Task brief
Copy out the first line of the listing and every line after it, exactly, until you have copied the line containing "Use clippy to".

**** Data for analysis

PR #600, opened 2023-08-14
Improve string formatting

nyurik:
### What does this PR do?
* improve performance of the `glommio/src/error.rs` to avoid allocating strings only to print them
* Use clippy to inline all format args, and fix them by hand afterwards:
* remove a few unneeded `&` in `format!("{}", &str_val)` -- this actually has a minor performance hit (about 6%) due to dynamic dispatch that rustc cannot inline.

```
❯ cargo clippy --workspace --fix --benches --tests --bins -- -A clippy::all -W clippy::uninlined_format_args
```

Note that there are many cases of `panic!` and `assert!` that also have inlinable variables that cannot be inlined due to 2018 edition. In 2021, their behavior is made consistent, but that requires migrating to 2021 first. `assert_eq!` doesn't have this issue.

### Motivation

Cleaner, easier to read code, and a few minor performance optimizations


nyurik:
it seems, suprisingly, that the clippy & fmt tasks are implemented as unit tests - and moreover they are using unstable nightly, thus failing.  I believe this should be done as a separate PR that possibly require some more in-depth code knowledge than i have - any maintainers out there? :)

glommer:
I've been very annoyed with the nightly thing. I bought the reasoning at first, but it's been the most consistent source of failures and headaches in CI.

I'm down to drop it. Want me to do it, and then you can rebase your stuff on top of it ?

You're welcome to patch the CI file as well if it makes your rebase easier. I kind of like that calling fmt and clippy are part of the unit tests, it's the nightly thing that I think must go away.

bryandmc:
Drop nightly, it's been too much of a headache for sure.

nyurik:
Dropped, and made a few more minor fixes.  Note that overall CI can now be significantly simplified - I don't think you need build cache because the new SPARSE cargo support (since v1.70 I think?) is standard, thus all loads are pretty fast. The only exception is for building MSRV verison.  In a separate PR, a much easier path would be to have 3 build jobs: stable, nightly, msrv; don't use cache for anything except msrv for now; in each job perform all the needed steps (build, test, doc build).  Lastly, all this can be easily done with a single job and a param matrix... just my 0.02 :heavy_dollar_sign:

nyurik:
turns out doc builds were failing all along.  In a separate PR, doc build needs to be fixed.  I made a CI change but commented it out for now to keep this PR smaller

nyurik:
Heh, not so simple. That's why i don't think fmt/clippy should be part of the tests themselves -- they are executed using the **current** build environment, which means you can either not build nightly nor msrv at all (because they may have different settings for fmt and clippy), or have some magical features to exclude those specific tests from all but the stable build, e.g. `cargo test --features test-stable`, which is no different than simply to add a `cargo fmt --all -- --check`.

Instead, I found `just` to be a far better alternative to all this, and auto-configuring a git-push hook. I use this pattern in all of my crates, e.g. https://github.com/nyurik/sqlite-hashes.

Basic idea:
* all CI tests are added to [a pre-push hook](https://github.com/nyurik/sqlite-hashes/blob/main/.cargo-husky/hooks/pre-push)
* pre-hook is autoinstalled using [cargo-husky](https://github.com/nyurik/sqlite-hashes/blob/main/Cargo.toml#L30)
* all local development is done with simple [justfile targets](https://github.com/nyurik/sqlite-hashes/blob/main/justfile) (similar to make, but far cleaner)

nyurik:
I think fixing CI should be outside of the scope for this PR, or else it may get too messy

glommer:
I just merged #601 , that should make things a bit better. It's by no means the end goal here, I tried to do as little as possible to just make your life easier. Then we can continue to iterate.

glommer:
Thanks!

PR #602, opened 2023-08-25
Make `GlommioError` implement `Send` and `Sync`

c410-f3r:
### What does this PR do?

Makes `GlommioError: Send + Sync`

### Motivation

Third-party requires `T: Send + Sync`

### Additional Notes

I am not aware of any thread panic error that is `!Sync`


c410-f3r:
NVM, `std::thread::JoinHandle::join_handle` returns `Result<T, Box<dyn Any + Send + 'static>>`

PR #607, opened 2023-10-04
Fix Unbound background thread pool affinity

vlovich:
### What does this PR do?

Creating a local executor with a non-Unbound placement but with a background thread of  `Unbound` placement now correctly has those background threads free-floating across any CPU instead of pinned to the CPU affinity assigned to the executor.

This is accomplished by creating the background thread pool before we bind the executor's CPU affinity.

### Motivation

Seems like buggy behavior for the executor having an affinity breaking `Unbound` placement for background threads. Violated principle of least surprise when my pinned executor was doing blocking dispatch to 16 threads but all that work was still getting scheduled on just 1 thread.

### Additional Notes

If a non-unbound placement for background threads is provided, this PR has no effect.

### Checklist

### DIFF
--- a/glommio/src/executor/mod.rs
+++ b/glommio/src/executor/mod.rs
@@ -4149,6 +4149,51 @@ mod test {
     }
 
     #[test]
+    fn blocking_function_placement_independent_of_executor_placement() {
+        let affinity = nix::sched::sched_getaffinity(nix::unistd::Pid::from_raw(0)).unwrap();
+        let num_cpus_accessible_by_default = (0..nix::sched::CpuSet::count())
+            .map(|cpu| affinity.is_set(cpu).unwrap() as usize)
+            .sum::<usize>();
+        if num_cpus_accessible_by_default < 2 {
+            eprintln!(
+                "Insufficient CPUs available to test blocking_function_placement_independent_of_executor_placement (affinity only allows for {})",
+                num_cpus_accessible_by_default,
+            );
+            return;
+        }
+
+        let num_schedulable_cpus = LocalExecutorBuilder::new(Placement::Fixed(0))
+            .blocking_thread_pool_placement(PoolPlacement::Unbound(2))
+            .spawn(|| async {
+                executor()
+                    .spawn_blocking(move || {
+                        let pid = nix::unistd::Pid::from_raw(0);
+                        let affinity =
+                            nix::sched::sched_getaffinity(pid).expect("Failed to get affinity");
+                        (0..nix::sched::CpuSet::count())
+                            .map(|cpu| {
+                                affinity
+                                    .is_set(cpu)
+                                    .expect("Failed to check if cpu affinity is set")
+                                    as usize
+                            })
+                            .sum::<usize>()
+                    })
+                    .await
+            })
+            .unwrap()
+            .join()
+            .unwrap();
+
+        assert!(
+            num_schedulable_cpus >= num_cpus_accessible_by_default,
+            "num schedulable {}, num cpus accessible {}",
+            num_schedulable_cpus,
+            num_cpus_accessible_by_default,
+        );
+    }
+
+    #[test]
     fn blocking_pool_invalid_placement() {
         let ret = LocalExecutorBuilder::new(Placement::Unbound)
             .blocking_thread_pool_placement(PoolPlacement::Unbound(0))
--- a/glommio/src/executor/mod.rs
+++ b/glommio/src/executor/mod.rs
@@ -36,7 +36,8 @@ use crate::{
     error::BuilderErrorKind,
     executor::stall::StallDetector,
     io::DmaBuffer,
-    parking, reactor, sys,
+    parking, reactor,
+    sys::{self, blocking::BlockingThreadPool},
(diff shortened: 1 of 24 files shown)


glommio/src/executor/mod.rs
```diff
@@ -1140,6 +1141,9 @@ impl LocalExecutor {
         cpu_binding: Option<impl IntoIterator<Item = usize>>,
         mut config: LocalExecutorConfig,
     ) -> Result<LocalExecutor> {
+        let blocking_thread =
+            BlockingThreadPool::new(config.thread_pool_placement, notifier.clone())?;
```
vlovich, line 1145: So technically this now maybe has problems with the NUMA logic below? Not 100% sure about the impact.

The other way to do this maybe is to retrieve the CPU affinity prior to binding & passing that into `BlockingThreadPool` so that it resets the CPU affinity when the thread starts?

vlovich:
I don't think the build failure in the tests has to do with any of my changes does it? I'm unable to repro locally but I have a newer Rust version (1.72 vs 1.58). Maybe the minimum Rust version needs to be bumped?

When I try to run 1.58 locally I get
```
cargo +1.58 check --lib
    Updating crates.io index
error: failed to select a version for the requirement `memchr = "^2.3.3"`
candidate versions found which didn't match: 2.5.0, 2.4.1, 2.4.0, ...
location searched: crates.io index
required by package `futures-lite v1.13.0`
    ... which satisfies dependency `futures-lite = "^1.11.1"` (locked to 1.13.0) of package `examples v0.0.0 (glommio/examples)`
```

When I exclude `examples` from the workspace, the next failure is:
```
cargo +1.58 check --lib
    Updating crates.io index
error: failed to select a version for the requirement `once_cell = "^1.8"`
candidate versions found which didn't match: 1.17.2, 1.17.1, 1.17.0, ...
location searched: crates.io index
required by package `ahash v0.7.6`
    ... which satisfies dependency `ahash = "^0.7"` (locked to 0.7.6) of package `glommio v0.8.0 (glommio/glommio)`
```

glommio/src/executor/mod.rs
```diff
@@ -4148,6 +4152,40 @@ mod test {
             .unwrap();
     }
 
+    #[test]
+    fn blocking_function_placement_independent_of_executor_placement() {
+        let num_schedulable_cpus = LocalExecutorBuilder::new(Placement::Fixed(0))
+            .blocking_thread_pool_placement(PoolPlacement::Unbound(4))
```
glommer, line 4158: I am afraid this test will break when executed in machines with less than 4 CPUs.

Should we skip it in that scenario? It's still a valuable test

glommer:
@vlovich I'm okay bumping. 1.58 is very old, and if I try, I get a different set of errors altogether, meaning this won't be easy to track down.

glommio/src/executor/mod.rs
vlovich: This doesn't actually need 4 CPUs. Can be reduced to 2 and I'll adjust to skip the test if there's only 1 online CPU found.

glommer: that'd be better

glommer:
I opened https://github.com/DataDog/glommio/actions/runs/6412940182/job/17411069816?pr=608, but there's now a flurry of clippy stuff.

I'll take a look tomorrow.

vlovich:
I bumped it to 1.65 here as it seems like the root cause (at least for me locally) was backtrace acquiring a new dep on addr2line which required 1.65. Maybe other packages had updated dependencies too, but that was the obvious one. Not sure about the policy about how to pick the minimum Rust version.

vlovich:
@glommer one thing that nightly clippy warns me about that is the single warning not resolved by this PR:

```
warning: usage of an `Arc` that is not `Send` or `Sync`
   --> glommio/src/channels/channel_mesh.rs:311:20
    |
311 |             peers: Arc::new(RwLock::new(Vec::new())),
    |                    ^^^^^^^^^^^^^^^^^^^^^^^^^^^^^^^^^
    |
    = note: the trait `Sync` is not implemented for `RwLock<Vec<Peer>>`
    = note: required for `Arc<RwLock<Vec<Peer>>>` to implement `Send` and `Sync`
    = help: consider using an `Rc` instead or wrapping the inner type with a `Mutex`
    = help: for further information visit https://rust-lang.github.io/rust-clippy/master/index.html#arc_with_non_send_sync
    = note: `#[warn(clippy::arc_with_non_send_sync)]` on by default
```

The warning seems accurate since this is glommio's RwLock which is single-thread only, so potentially allowing for sharing that between threads via Rc seems dangerous. Certainly changing it to Rc seems to work fine, but I didn't dig into it more deeply than that if there are risks with that conversion.

glommer:
We should be fine with an RC here.

glommio/src/executor/mod.rs
glommer: I think this should be fine. The executor is still allocated in the node where it wants to run, and the BlockingThreadPool is way less performance sensitive.

glommer (approved):

PR #608, opened 2023-10-04
bump minimum version to 1.72

glommer:
Increasingly difficult to run 1.58, many dependency issues when compiling.


vlovich:
Didn't bump all the way to 1.72 in https://github.com/DataDog/glommio/pull/607 but instead did 1.65 which is the minimum version that works. All clippy issues resolved. I appreciate the impetus to own the CI state as the maintainer. Hope you don't mind me doing it for you.

glommer:
@vlovich I hate CI =p

You're doing me a big favor. Don't worry about that.

PR #612, opened 2023-10-13
Add a `with_truncate_on_close` to `DmaStreamWriterBuilder`

tontinton:
### What does this PR do?

Adds a `with_truncate_on_close` to `DmaStreamWriterBuilder`, to remove any padding that might have been added by glommio.

### Motivation

I wanted to get the file size of a file by reading its metadata using `file_size()`, instead of saving it to another file for example, and it was important to me to calculate how many items I have written to the file by a simple calculation instead of parsing it.

Any padding added would have ruined the calculation.

### DIFF
--- a/glommio/src/io/dma_file_stream.rs
+++ b/glommio/src/io/dma_file_stream.rs
@@ -620,6 +620,7 @@ pub struct DmaStreamWriterBuilder {
     buffer_size: usize,
     write_behind: usize,
     sync_on_close: bool,
+    truncate_on_close: bool,
     file: Rc<DmaFile>,
 }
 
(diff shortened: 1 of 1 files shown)


vlovich:
I'd love to see a unit test that shows the motivating example. I don't understand the impact this flag has because `close` consumes the `DmaStreamWriterState`. And if the flag is true, then we avoid the logic in `must_truncate` to force a truncation, but truncation should only have any effect if and only if `flushed pos > aligned pos` (i.e. `must_truncate`).

tontinton:
There's a check though in `must_truncate`:

```rust
        if let FileStatus::Closed = self.file_status {
            return false;
        }
```

Which is true when you call close on the file.

vlovich:
I see. If that's the case, I would posit that there's a higher level logical bug where that state is being set prematurely and truncation isn't getting applied correctly (assuming this is happening in a very simple happy path).

tontinton:
Closing as fixed in https://github.com/DataDog/glommio/pull/611

PR #617, opened 2023-10-15
Trimmable buffer + expose some more DmaFile internals

vlovich:
### What does this PR do?

1 small change to expose the inode / dev_major / dev_minor.
1 small change to expose DmaBuffer::trim_to_size.

### Motivation

For the dev_major / dev_minor stuff, I want to monitor NVME health (i.e. write amplification). Doing so means figuring out the physical disk that owns a given filesystem and the major / minor are starting points for that.

For the DmaBuffer, I frequently have a conservative overestimate of how much I'll end up writing. I want to make sure after I serialize that the data I'm writing to disk is trimmed to the exact bounds & the offset adjustment by the conservative estimate will simply leave gaps in the file. 

### Related issues

N/A

### Additional Notes

N/A

### Checklist

Not sure what a negative test would look like.


vlovich:
@glommer what's the distinction between alignment and fs_cluster_size? I'm seeing (at least for tmpfs) alignment is computed as 512 bytes but fs cluster is 4096. Should alignment be the larger of logical_block_size and fs cluster size?

glommer:
`fs_cluster_size` is essentially `stat`'s blksize, which is defined as 

> This [st_blksize] field gives the "preferred" block size for efficient filesystem I/O.

Filesystems have their own minimum blocks internally. You can usually write 512b, but the filesystem internally will allocate at least a page to back it, and therefore the minimum size of the file will always be 4096. I'd expect a similar thing on storage-backed filesystems, not only tmpfs.

glommer (approved):

PR #619, opened 2023-10-17
Make it more straightforward to send files across threads safely

vlovich:
### What does this PR do?

Introduce an OwnedDmaFile struct that a DmaFile can be converted into and out of. This ensures that the reactor reference that's obtained is always the one that the DmaFile is running on. This is useful as a way to dupe a file descriptor, send it to a background thread for some kind of batch processing. Similarly, the batch processing may create a new file that contains the result of the batch processing and return that file handle back to the main thread.

### Motivation

I want to send a handle to a file + various metadata to a background thread for processing (e.g. LSM compaction) and then generate a new file containing the compacted result which I then send back to the main thread for ingestion. 

### Additional Notes

I believe io_uring generally supports registering FDs although I don't believe that's used here AFAICT. If the FDs are registered, then shifting it around between io_urings would require a lot more work (or at least converting it to a sendable form would be a failable operation if the FD turned out to be a registered one).

### Checklist


glommer:
last time I tried to deal with registered API, I found it very difficult to consume, so I never bothered with it. Will look at the code today.

glommer (approved):
this is really good, thanks

PR #680, opened 2026-06-08
fix(solana): source demand-factor settings from program constants

atticusofsparta:
## What

Source `getDemandFactorSettings` from the on-chain program constants (`@ar.io/solana-contracts/arns`) instead of hand-copied literals.

## Why

The literals had drifted from the program:
- **Down-adjustment was `25` (2.5%)** while the program uses `DEMAND_FACTOR_DOWN_ADJUSTMENT = 985_000` → 0.985× → **1.5% (`15`)**. The ar.io pricing docs already say 1.5%; the SDK was the outlier.
- **`maxPeriodsAtMinDemandFactor` returned the live consecutive-period counter** (`df.consecutivePeriodsWithMinDemandFactor`) instead of the `MAX_PERIODS_AT_MIN_DEMAND_FACTOR` threshold.

## How

Import the constants (generated from the Rust source-of-truth) and derive the rate fields, so they can no longer drift:

```ts
demandFactorUpAdjustmentRate:   Number(((DEMAND_FACTOR_UP_ADJUSTMENT   - scale) * 1000n) / scale), // 50
demandFactorDownAdjustmentRate: Number(((scale - DEMAND_FACTOR_DOWN_ADJUSTMENT) * 1000n) / scale), // 15
maxPeriodsAtMinDemandFactor:    MAX_PERIODS_AT_MIN_DEMAND_FACTOR,                                   // 7
```

`upRate` stays `50` (unchanged); `downRate` corrects `25 → 15`.

## Test

- New `demand-factor-settings.test.ts` pins the constant values/types and the derivation — **3/3 pass**.
- Full offline solana unit suite: **290/290 pass**.
- `tsc --noEmit`: clean.

## Dependency

Consumes `@ar.io/solana-contracts@1.0.1` (published from ar-io/ar-io-solana-contracts#110, which exports the arns constants). The release is published and pinned in `package.json` + `yarn.lock` — **no longer blocked**; tests and typecheck above run against the published package.

🤖 Generated with [Claude Code](https://claude.com/claude-code)

PR #682, opened 2026-06-09
fix(solana): price returned-name premium against the cluster clock

atticusofsparta:
## Problem

`getTokenCost` / `getCostDetails` quoted the **wrong price for returned names** (names in the post-expiry Dutch auction).

The auction applies a premium multiplier that decays linearly **50x → 1x** over 14 days. The SDK derived the elapsed time from `Date.now()`:

```ts
const now = Date.now();
const elapsed = now - returned.startTimestamp;
const multiplier = ((50n * dur - 49n * el) * scale) / dur;
cost = (cost * multiplier) / scale;
```

But the on-chain handler measures elapsed time against the **Solana cluster clock** (`Clock::get().unix_timestamp`) at the landing slot — not the client wall clock. The cluster clock lags real wall-clock by seconds-to-minutes, so the SDK over-estimated elapsed time, under-estimated the remaining premium, and **quoted low versus what the chain charges**. At ~3.5x/day of decay, even a small clock gap moves the price.

## Fix

- Add a read-only `getClusterUnixTimestampSeconds()` (`getSlot` → `getBlockTime`) that reads the same stake-weighted clock the on-chain `Clock` sysvar exposes — **no signer, no transaction**.
- Use it (converted to ms) instead of `Date.now()` for the returned-name premium, so the quote matches on-chain.
- Fetch it **once** per `getTokenCost` and also use it to detect a **stale demand factor** (a demand period has rolled on-chain but no crank has landed to roll the stored factor). When detected, emit a `logger.debug` warning and point callers at the simulated writeable `getCostDetails` for a byte-exact quote. We deliberately don't replicate the roll client-side (the authoritative multi-period/fee-halving math lives in the Rust program and isn't faithfully reproducible read-only).
- The coarse 180-day gateway-discount tenure gate keeps `Date.now()` — sub-minute drift is immaterial at day granularity, so it avoids an extra RPC round trip.

## Test

- Full offline solana unit suite: **368/368 pass**.
- `tsc --noEmit`: clean.

## Notes

This is the targeted correctness fix for returned-name pricing. It's independent of #680 (which fixes the *reported* `getDemandFactorSettings`, a separate introspection method that isn't in the pricing path). Both can land independently.

### DIFF
--- a/src/solana/io-readable.ts
+++ b/src/solana/io-readable.ts
@@ -368,6 +368,35 @@ export class SolanaARIOReadable {
   }
 
   /**
+   * The Solana cluster's `unix_timestamp` (in SECONDS), read read-only.
+   *
+   * On-chain handlers measure time against the cluster clock
+   * (`Clock::get()?.unix_timestamp`), NOT the client wall clock. For any
+   * pricing math that must agree with what the program will charge (e.g. the
+   * Dutch-auction premium for returned names, whose elapsed time gates the
+   * multiplier), the SDK must compare against this same clock — `Date.now()`
+   * drifts from `unix_timestamp` (the cluster clock famously lags real
+   * wall-clock by seconds-to-minutes), which would make the SDK over-estimate
+   * elapsed time and therefore UNDER-quote the premium.
+   *
+   * Sourced via the latest slot's block time (`getSlot` → `getBlockTime`),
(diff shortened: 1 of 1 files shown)


atticusofsparta:
Superseded by #683, which combines this with the other ArNS pricing-accuracy fix on a single branch off the latest `alpha`. Closing in favor of #683.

********

Solution for this exercise
PR #600, opened 2023-08-14
Improve string formatting

nyurik:
### What does this PR do?
* improve performance of the `glommio/src/error.rs` to avoid allocating strings only to print them
* Use clippy to inline all format args, and fix them by hand afterwards:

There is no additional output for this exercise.